For a deeper explanation into each of these nine points, click here.


  1. Just having that line on your resume is not a “slam dunk” in terms of an employer knowing he/she has an acceptable candidate, but …

    Scouting history, especially on a young adult’s resume, is a way to “extend the conversation” during an interview. So, any scout should be prepared, as soon as the employer mentions it, to briefly describe what he/she got most out of the program. It probably was positive, and likely was a skill/experience the interviewer looks for.

    But don’t stop there! Ask the interviewer if he/she was a scout, or if the company does something that engages scouts (either through goodwill or a product line).

    You’re never just interviewing for a job. The job is also interviewing for you!

  2. After applying for a carpentry job. I found out out it was done to two mostly identical applications. The only real difference was one was an Eagle Scout and one was not. The gentleman making the choice told me that if I stuck with scouts long enough to get my eagle. He knew I would stick with him as an employee.
    I worked there for 10 years and now hire that company to work for me as a superintendent. He had an insight to my background with one word “Eagle” on my app. Never underestimate its value!

  3. Early this year I interviewed 6 people for an IT position on our team. The person that we hired was the only one who had Eagle Scout on his resume, although he absolutely had all of the technical skills we needed also. Having Eagle Scout on his resume suggested to me that he is resourceful, responsible, trustworthy, and that he can work independently as well as being a member of a team. In those regards he has not disappointed. In fact he was promoted within the team this week, based on his performance over the past 8 months.

  4. I have gotten jobs in the past because I told them I was an Eagle Scout during the interview. I never put it on my resume until recently, at the urging of our Scoutmaster.

    But, right now, my 19 year old Eagle Scout son can’t even get an interview for part time jobs! He did get a summer job working on Camp Staff at one of our Council’s camps, and he had a blast!! Hopefully, now that it’s on his resume as well, something will come through soon. (finger’s crossed)

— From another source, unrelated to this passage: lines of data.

PR #384, opened 2021-08-05
Add 'main-cols' to rivertile

minego:
I am hoping to daily drive river soon, but unfortunately I use a super wide monitor (32:9 aspect ratio) and for that to be usable I really want the ability to have multiple main columns.

This PR adds a 'main-cols' count. If you leave this as 1 then the existing behavior is unchanged but raising it allows much more control over the layout.

### DIFF
--- a/rivertile/main.zig
+++ b/rivertile/main.zig
@@ -251,7 +251,7 @@ const Output = struct {
                 // view slightly larger if the height is not evenly divisible
                 var main_width: u32 = undefined;
                 var main_height: u32 = undefined;
-                var main_count_per_col: u32 = undefined;
+                var main_rows_per_col: u32 = undefined;
 
                 var secondary_width: u32 = undefined;
                 var secondary_height: u32 = undefined;
@@ -279,7 +279,7 @@ const Output = struct {
                 }
 
                 if (main_count > 0) {
-                    main_count_per_col = main_count / main_cols;
+                    main_rows_per_col = main_count / main_cols;
                 }
 
                 var i: u32 = 0;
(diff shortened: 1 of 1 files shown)


rivertile/main.zig
```diff
@@ -60,6 +60,9 @@ const usage =
     \\                  layout. (Default left)
     \\  -main-count     Set the initial number of views in the main area of the
     \\                  layout. (Default 1)
+    \\  -main-cols      Set the initial number of columns to spread the main
+    \\                  area of the layout over. (Default 1)
+    \\                  layout. (Default 1)
```
novakne, line 65:
```suggestion
```

novakne (commented):
I don't know if ifreund want this, but you should update the rivertile man page too.

Also it would be better if when you open a PR you don't use your master branch, it makes it difficult to fetch your PR to test it locally

ifreund:
@minego Hey, thanks for your interest in river and for the patch. However, I consider `rivertile` to be feature complete at this point and don't intend to accept any more features for it, including the proposed `main-cols`, as the main point of having the river-layout protocol is so that everyone can have exactly the layout client they want without me needing to maintain all the code in this repository.

I'd encourage you to simply fork rivertile with these changes, for example as @novakne has already done with [rivercarro](https://git.sr.ht/~novakane/rivercarro). There are a few other layout clients listed on [this wiki page](https://github.com/ifreund/river/wiki/Community-Layouts) as well.

> Also it would be better if when you open a PR you don't use your master branch, it makes it difficult to fetch your PR to test it locally

@novakne you can do e.g. `git fetch upstream pull/384/head:local-branch-name`.

minego:
No problem, I can understand that. Thanks.

novakne:
@ifreund oh I always use this command but always though the branch name after `head` should be the one from the PR, well TIL, thanks

@minego As ifreund said I have a fork of rivertile and it looks like a fair request to me, so if you don't want to make your own fork or use an other layout generator from the wiki, feel free to send a patch for rivercarro and I'll look into it.

minego:
Thanks, I may do that. I'm also considering just writing my own I'm C, just because I'm much more comfortable in C and long term I know I will want to continue to tinker. I'm a dwm user currently, and continual tinkering is a big thing :-)

Mostly this has been an attempt for me to learn and prepare for my switch to Wayland. One big issue I still have is that I'm used to having a special column in my layout that keeps my chat/mail apps. It is a bit of a weird hacky case, and I don't see a way to do anything similar with river. The layout generator just doesn't have enough information about the clients to do that kind of thing.

Once I find a good way to keep my slack window in the same spot most of the time (and to do screen sharing with zoom, ugh) then I should be ready to actually switch.

PR #388, opened 2021-08-06
Decrease timeout

Leon-Plickat:


river/LayoutDemand.zig
```diff
@@ -38,7 +38,7 @@ const log = std.log.scoped(.layout);
 
 const Error = error{ViewDimensionMismatch};
 
-const timeout_ms = 1000;
+const timeout_ms = 200;
```
ifreund, line 41: IIRC it was found in #394 that 200 was more than enough, and we could probably drop this as low as 50ms without causing issues. However, I'm not sure dropping it so low really gains us anything. The only bad effect of a layout generator timing is that river will appear to freeze rendering until the timeout expires. I think if someone writes a really slow layout generator we shouldn't totally prevent them from using it, that's their choice.

Let's just set this to 100ms and call it a day.

Leon-Plickat: done

ifreund (approved):
LGTM, Thanks!

PR #392, opened 2021-08-09
Add 'reset-config' command.

Leon-Plickat:
As discussed some time ago.

The command creates a new empty config and also resets all configuration of seats and outputs.

Not changed is input configuration, which I will add that in a future patch.

Also included is a small bug-fix that prevents the `output-layout` from leaking the previous allocated namespace.


river/command/reset_config.zig
```diff
@@ -0,0 +1,66 @@
...
+    var new_config = try Config.init();
+    server.config.deinit();
+    server.config = new_config;
+
+    // Return all seats to normal mode.
+    {
+        var it = server.input_manager.seats.first;
+        while (it) |node| : (it = node.next) {
+            node.data.mode_id = 0;
+            node.data.prev_mode_id = 0;
```
ifreund, line 46: What if we are currently in locked mode due to an active input inhibitor?

Leon-Plickat: Ah, I forgot that.

ifreund (changes requested):
I think we need to clear any currently repeating mappings as well now that #389 has been merged.

ifreund:
Closing as stale, feel free to reopen or create a new PR if you like.

I pushed a fix for the mentioned leak in command/layout.zig to master.

PR #394, opened 2021-08-10
contrib: add python layout

Leon-Plickat:


contrib/layout.py
```diff
@@ -0,0 +1,115 @@
...
+    layout.commit(str(view_count) + " windows layout out by python", serial)
+
+class Output(object):
+    def __init__(self):
+        self.output = None
+        self.layout = None
+        self.id = None
+
+    def destroy(self):
+        if self.layout != None:
```
elshize, line 59: Although it might work most of the time, it's a bad practice to use `==` checking if something's `None`. You should use `self.layout is None` (or `is not None` in some cases below). The reason for that is `==` can be technically overridden for some types and not behave the way you expect, while `is None` always works as expected.

Note there are several of these comparisons below.

ifreund (commented):
This looks pretty neat, could I get a TLDR on how to get pywayland to scan the river-layout protocol so I can test this? Probably would be worth adding that to the comment at the top as well, similar to the build instructions for `contrib/layout.c`.

Leon-Plickat:
TBH I have no idea how pywaylands scanner is supposed to work.

I got it to scan the protocol and generate bindings by copying it to `/usr/share/wayland-protocols/river-layout-v3/river-layout-v3.xml` and running this command once:

```sh
sudo python3 -m pywayland.scanner --with-protocols 
```

Leon-Plickat:
@ifreund I have found out how to make the scanning work.

```sh
mkdir protocols
python -m pywayland.scanner -o protocols -i /usr/share/wayland/wayland.xml ../protocols/river-layout-v3.xml
```

The scanner finds `wayland.xml` automatically by default, but when using `-i` you do not add *additional* protocol files to scan, you bypass the automatic path finding. So `wayland.xml` apparently needs to be specified explicitly. Pretty unintuitive, but it works.

Now I only need to figure out how to make python import the local bindings.

Leon-Plickat:
Ok, I give up. I don't think pywayland supports using local bindings. It seems like all bindings have to be part of the actual package, which means the only two options I see are either having a local copy of pywayland with the bindings, or adding the bindings to the global pywayland package.

The command to add the bindings to the global package:
```sh
sudo python3 -m pywayland.scanner --with-protocols -i /usr/share/wayland/wayland.xml river-layout-v3.xml
```

contrib/layout.py
```diff
@@ -0,0 +1,139 @@
+#!/bin/env python3
```
jbeich, line 1: `/usr/bin/env` is more likely to be available even on distros that don't symlink `/usr` into `/`.
```suggestion
#!/usr/bin/env python3
```

Leon-Plickat:
Are there still any blockers, other than pywayland being unwieldy?

ifreund:
> Are there still any blockers, other than pywayland being unwieldy?

Nope, I just need to find time to deal with setting up pywayland to test.

ifreund (approved):
LGTM, Thanks!

ifreund:
Note: I found that one can avoid running the pywayland scanner as root by using a virtual environment, which is a lot cleaner. I added a commit recommending this instead.

For example:
```
cd contrib
python -m venv fooenv
source ./fooenv/bin/activate
pip install pywayland
python -m pywayland.scanner -i /usr/share/wayland/wayland.xml ../protocol/river-layout-v3.xml
python layout.py
```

  5. This discussion reminds me of a meeting I was in. I got called into a meeting by my boss’s boss, the VP of Human Resources. Knowing that I had a Scouting background, he asked me questions about various Scouting things, including positions on summer camp staff like Shooting Sports Director and Camp Commissioner. After a good 30 to 45 minutes, he told me why he was asking these questions: a young man was applying for a position who was just out of college. The VP could not believe someone in their early to mid twenties could actually have the responsibilities that many adults have not held. I replied with William “Green Bar Bill” Hillcourt’s philosophy: “Train ’em. Trust ’em. LET THEM LEAD!”

    BTW that young man not only got the job, but has had 3 promotions since being hired.

    • I am glad I was not alone in being bothered by the exclusion of females Scouts in the title this article. “Alumni” is the correct plural for this case. Unfortunately Latin is a gendered language and it prefers hte masculine when there is a possibility of referring to both males and females so “Alumnae” is not correct. “Alumnus or Alumna” is also acceptable in this case.

  6. I recently found this applies to us “older” Scouts too. The first half of my interview for a new job in a new division in a new state was telling Wood Badge stories. After that, the rest of the interview was just discussions about roles and responsibilities. Being a Scout shows you have the qualities mentioned above, Being an active Scouter working to grow as a leader shows initiative and leadership skills. I had a job offer before the interview was over.